Sheryl Victorian: Yeah, so that’s a great question. So, when I was in Houston, our chief encouraged us to be our own social media and to help tell that story. And if you go to my social media page, it is Twitter where I put things out. Every time our community outreach teams, our police officers, were doing something great, I told the story. I would push it out there. I show the pictures. I’ll let the community know where different events that we were having, were happening. I was really, really engaged. And I’m not as engaged now, just been really busy, I have a lot of pictures that I need to post from things that we’ve done. But we do have an officer who’s in the role of public information officer right now. Who is telling the story and understands that messaging out the good stuff, it’s going to have to come from us ——-? Waco’s been really good in messaging out the good stuff to me. But I know a lot of agencies look for those sensational stories that ——— divide.
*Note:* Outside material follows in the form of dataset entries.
PR #621, opened 2017-01-13
Retry once by default

leplatrem:


test/collection_test.js
```diff
@@ -2351,6 +2361,38 @@ describe("Collection", () => {
...
     });
 
+    describe("Retry", () => {
+      let fetch;
+
+      beforeEach(() => {
+        // Disable stubbing of kinto-http, stub low-level fetch instead.
+        sandbox.restore();
+        fetch = sandbox.stub(global, "fetch");
+        sandbox.stub(global, "setTimeout", (fn) => setImmediate(fn));
```
n1k0: Nit: it may be worth inserting a comment explaining why we're doing this here (same as in kinti-http tests)

PR #602, opened 2022-06-14
[AL-2619] Add 'metadata' field representing data row metadata as DataRowMetadat…

kkim-labelbox:
…aFields

- Add new field 'metadata' for data_row, which represents the serialized metadata fields off of a data row
- 'metadata' uses customMetadata resolver to retrieve a flattened view of metadata, and uses mdo.parse_metadata_fields to convert the dict --> DataRowMetadataField format
- Added test cases for them

### DIFF
--- a/labelbox/orm/db_object.py
+++ b/labelbox/orm/db_object.py
@@ -70,15 +70,15 @@ class DbObject(Entity):
                         "field %s", value, field)
             elif isinstance(field.field_type, Field.EnumType):
                 value = field.field_type.enum_cls(value)
-            elif isinstance(field.field_type,
-                            Field.ListType) and field.name == "metadata":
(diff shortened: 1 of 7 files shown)


labelbox/orm/db_object.py
```diff
@@ -70,6 +70,15 @@ def _set_field_values(self, field_values):
                         "field %s", value, field)
             elif isinstance(field.field_type, Field.EnumType):
                 value = field.field_type.enum_cls(value)
+            elif isinstance(field.field_type,
+                            Field.ListType) and field.name == "metadata":
```
msokoloff1, line 74: I would check the list type of the field instead of the field name.

msokoloff1:
Just one small nit. Otherwise looks good. I hate having to support metadataFields but I don't think that there is a better option.

PR #608, opened 2022-06-23
Fixing the notebook with the historical data available

paultancre:
Will make sure we are matching (the other basic tuto) on another pull : https://github.com/Labelbox/labelbox-python/blob/develop/examples/annotation_import/basics.ipynb


paulnoirel (approved):
LGTM

PR #609, opened 2022-06-23
Add example to list data rows from a batch

paulnoirel:
Add a simple example to show how to retrieve a list of data rows from a batch:

image


paulnoirel:
Need to republish due to SDK errors following numpy 1.23.0 release

PR #617, opened 2022-06-29
assign data row split

msokoloff1:
allows users to assign data rows to splits in diagnostics

### DIFF
--- a/labelbox/schema/model_run.py
+++ b/labelbox/schema/model_run.py
@@ -1,3 +1,4 @@
+# type: ignore
 from typing import TYPE_CHECKING, Dict, Iterable, Union, List, Optional, Any
 from pathlib import Path
 import os
--- a/labelbox/schema/model_run.py
+++ b/labelbox/schema/model_run.py
@@ -92,6 +92,7 @@ class ModelRun(DbObject):
 
     def _wait_until_done(self, status_fn, timeout_seconds=60, sleep_time=5):
         # Do not use this function outside of the scope of upsert_data_rows or upsert_labels. It could change.
+        original_timeout = timeout_seconds
         while True:
             res = status_fn()
             if res['status'] == 'COMPLETE':
@@ -102,7 +103,7 @@ class ModelRun(DbObject):
             timeout_seconds -= sleep_time
             if timeout_seconds <= 0:
                 raise TimeoutError(
-                    f"Unable to complete import within {timeout_seconds} seconds."
+                    f"Unable to complete import within {original_timeout} seconds."
                 )
 
             time.sleep(sleep_time)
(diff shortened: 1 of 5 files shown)


labelbox/schema/model_run.py
```diff
@@ -180,6 +181,39 @@ def delete_model_run_data_rows(self, data_row_ids):
             data_row_ids_param: data_row_ids
         })
 
+    @experimental
+    def assign_data_rows_to_split(self,
+                                  data_row_ids,
+                                  split,
+                                  timeout_seconds=60):
+        valid_splits = ["TRAINING", "TEST", "VALIDATION"]
```
jtsodapop, line 189: **Thought:** Would it make sense to have this as an enum of Dataset or ModelRun? Unlikely, but if we add more to the splits or use this elsewhere

jtsodapop (approved):
LGTM, left one comment but not really necessary

labelbox/schema/model_run.py
msokoloff1: It prob should be an enum. My thought was that 1) we aren't consistent with our usage of enums so this isn't inconsistent with our existing lack of a pattern and 2) if we require an enum it is another thing for users to import. I do want to chat about this with you and Kevin today if you have some time. Just more generally what we want to do.

jtsodapop: sgtm!

labelbox/schema/model_run.py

But, yeah, we have to have either an individual page, if you’re in law enforcement or any other form of criminal justice, make sure that you get permission from whoever your legal department is, your chiefs or your directors, and when you’re doing something good, or your team is doing something good, see if it’s okay to take pictures and push that message out there and let the world see us doing great things.

 

Audience Question: You were talking about all the different tenets of relational policing and that they’re all important. But sometimes, some are more important than others at different times, can you explain how those tenants may evolve or change in their importance or priority depending on the situation? 

Sheryl Victorian: Let me try to think of an example. So, let’s say the release of the body-worn camera. We know that that is a topic of controversy. Depending on what’s happening, also involved shootings or mistreatment of a citizen or something. When we’re talking about releasing body-worn camera footage. Do we have a policy? Do we tell them we will release it in so many days? Do we tell them why we’re not releasing it? So that transparency may be playing a bigger role at that moment. Then everything else, because people want to see, okay, yeah, we saw this amateur video footage, but we want to actually see what the officer said and what the officer did from his perspective. So, at that point, transparency may weigh heavier than anything else. So, when I say at times, it may be different. You know, one might stand out from the others, then I meant something like that. But for the most part, for the whole philosophy of relational policing to build trust, to work, we will need all of those in order for us to build trust and earn that trust in our communities.

 

Audience Question: What are ways you see relational policing and this approach overlapping with mental health support for our officers or even for our community members? How did those two concepts go together?

Sheryl Victorian: Wow, that’s a great question. We know that a lot of the calls or many other calls have a number that we respond to now have a mental health component. So, our officers receive unlimited training or crisis intervention, but we have so many community organizations that specialize in what we do not specialize in. So, it’s important that we partner with those mental health organizations, and that we learn from those mental health organizations how we can incorporate social work or one of someone from that industry into what we’re doing in policing to help us best respond to those calls using these principles of relational policing. What is being transparent in our actions when we come across mental health and —- Regardless of anybody’s mental state, we need to always make sure that we’re being respectful. And in that engagement in Houston, I know we had a homeless outreach team that was very proactive in dealing with our homeless population. You know, homelessness is not a crime, but a lot of people in the Houston area that were homeless had some mental issues, and officers always show genuine concern when engaging with them and attempting to find them resources. So, I just think that partnering with our mental health professionals, and coming up with ideas to best address, and respond to some of the needs of our communities, would be helpful. And, yes, that these tenets can help both of the organizations address the issue.